WHAT THE EXERCISE ASKS: Find the string "probability" in the records. Copy every line it appears in.

[Collection entries]

☆ ☆ ☆ ☆

PR #1232, opened 2017-09-12
carrierroute: warning for the same carrier/domain having routes with only 0 probability

hdikme:
#### Pre-Submission Checklist

#### Type Of Change

#### Checklist:

- [x] Tested changes locally

#### Description

While starting kamailio or reloading the routes, if the same carrier/domain pairs do not have
any route with a probability other than 0 (zero) then an error log will be printed on the screen.
Besides, the log "invalid dice_max value" in the cr_func.c has been made more clear.

### DIFF
--- a/src/modules/carrierroute/cr_db.c
+++ b/src/modules/carrierroute/cr_db.c
@@ -265,6 +265,7 @@ int load_user_carrier(str * user, str * domain) {
  */
 int load_route_data_db(struct route_data_t * rd) {
 	db1_res_t * res = NULL;
+	db1_res_t * prob_res = NULL;
 	db_row_t * row = NULL;
 	int i, ret;
 	struct carrier_data_t * tmp_carrier_data;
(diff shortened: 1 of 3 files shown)


src/modules/carrierroute/cr_db.c
```diff
@@ -352,6 +353,7 @@ int load_route_data_db(struct route_data_t * rd) {
 		}
 	}
 	int n = 0;
+	boolean query_done = true;
```
lbalaceanu: Please change query_done to false here and adapt the code accordingly. The name of the variable should reflect the value it holds.

hdikme:
Following the commit based on your comment, your comment "Please change query_done to false here and adapt the code accordingly. The name of the variable should reflect the value it holds." disappeared but i have done the requested changes.

miconda:
@hdikme - the comment of @lbalaceanu was on the code of the patch and github hides it, you need to press `Show outdated` in the right side of @lbalaceanu's comment above here.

☆ ☆ ☆ ☆

TASK RESPONSE:
carrierroute: warning for the same carrier/domain having routes with only 0 probability
any route with a probability other than 0 (zero) then an error log will be printed on the screen.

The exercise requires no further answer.